(Collected data entries)
▼
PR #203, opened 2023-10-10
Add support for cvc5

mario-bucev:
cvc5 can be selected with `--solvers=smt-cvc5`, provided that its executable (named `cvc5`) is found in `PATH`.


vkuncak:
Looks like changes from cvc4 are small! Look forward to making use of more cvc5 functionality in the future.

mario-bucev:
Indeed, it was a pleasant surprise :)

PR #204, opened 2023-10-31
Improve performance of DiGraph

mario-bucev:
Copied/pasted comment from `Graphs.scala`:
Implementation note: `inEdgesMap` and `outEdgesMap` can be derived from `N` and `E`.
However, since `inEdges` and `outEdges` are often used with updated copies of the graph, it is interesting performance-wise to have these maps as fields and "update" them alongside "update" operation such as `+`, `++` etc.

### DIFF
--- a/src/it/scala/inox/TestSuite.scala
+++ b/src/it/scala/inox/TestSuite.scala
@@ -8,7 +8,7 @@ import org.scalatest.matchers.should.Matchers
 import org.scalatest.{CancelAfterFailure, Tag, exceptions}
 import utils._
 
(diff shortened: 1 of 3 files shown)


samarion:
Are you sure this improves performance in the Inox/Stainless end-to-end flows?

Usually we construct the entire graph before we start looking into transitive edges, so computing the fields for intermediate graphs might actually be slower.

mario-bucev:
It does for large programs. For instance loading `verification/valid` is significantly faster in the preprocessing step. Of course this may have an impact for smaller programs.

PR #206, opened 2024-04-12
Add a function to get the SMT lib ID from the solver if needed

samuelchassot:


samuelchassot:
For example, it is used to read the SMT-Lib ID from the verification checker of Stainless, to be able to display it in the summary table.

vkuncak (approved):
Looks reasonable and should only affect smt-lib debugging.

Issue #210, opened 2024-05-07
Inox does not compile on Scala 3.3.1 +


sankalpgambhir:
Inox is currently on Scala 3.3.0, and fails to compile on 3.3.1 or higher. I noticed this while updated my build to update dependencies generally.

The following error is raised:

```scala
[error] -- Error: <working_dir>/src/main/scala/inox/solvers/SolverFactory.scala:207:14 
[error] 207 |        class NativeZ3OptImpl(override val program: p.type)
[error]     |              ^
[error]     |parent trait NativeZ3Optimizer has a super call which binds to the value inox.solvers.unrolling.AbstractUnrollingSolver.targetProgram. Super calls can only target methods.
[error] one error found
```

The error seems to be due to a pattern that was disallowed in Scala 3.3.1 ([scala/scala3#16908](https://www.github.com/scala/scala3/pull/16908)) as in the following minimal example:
▲
Please find every line in the records that contains the word "performance", and copy it out.

» OUTPUT OF THE EXERCISE:
Improve performance of DiGraph
However, since `inEdges` and `outEdges` are often used with updated copies of the graph, it is interesting performance-wise to have these maps as fields and "update" them alongside "update" operation such as `+`, `++` etc.
Are you sure this improves performance in the Inox/Stainless end-to-end flows?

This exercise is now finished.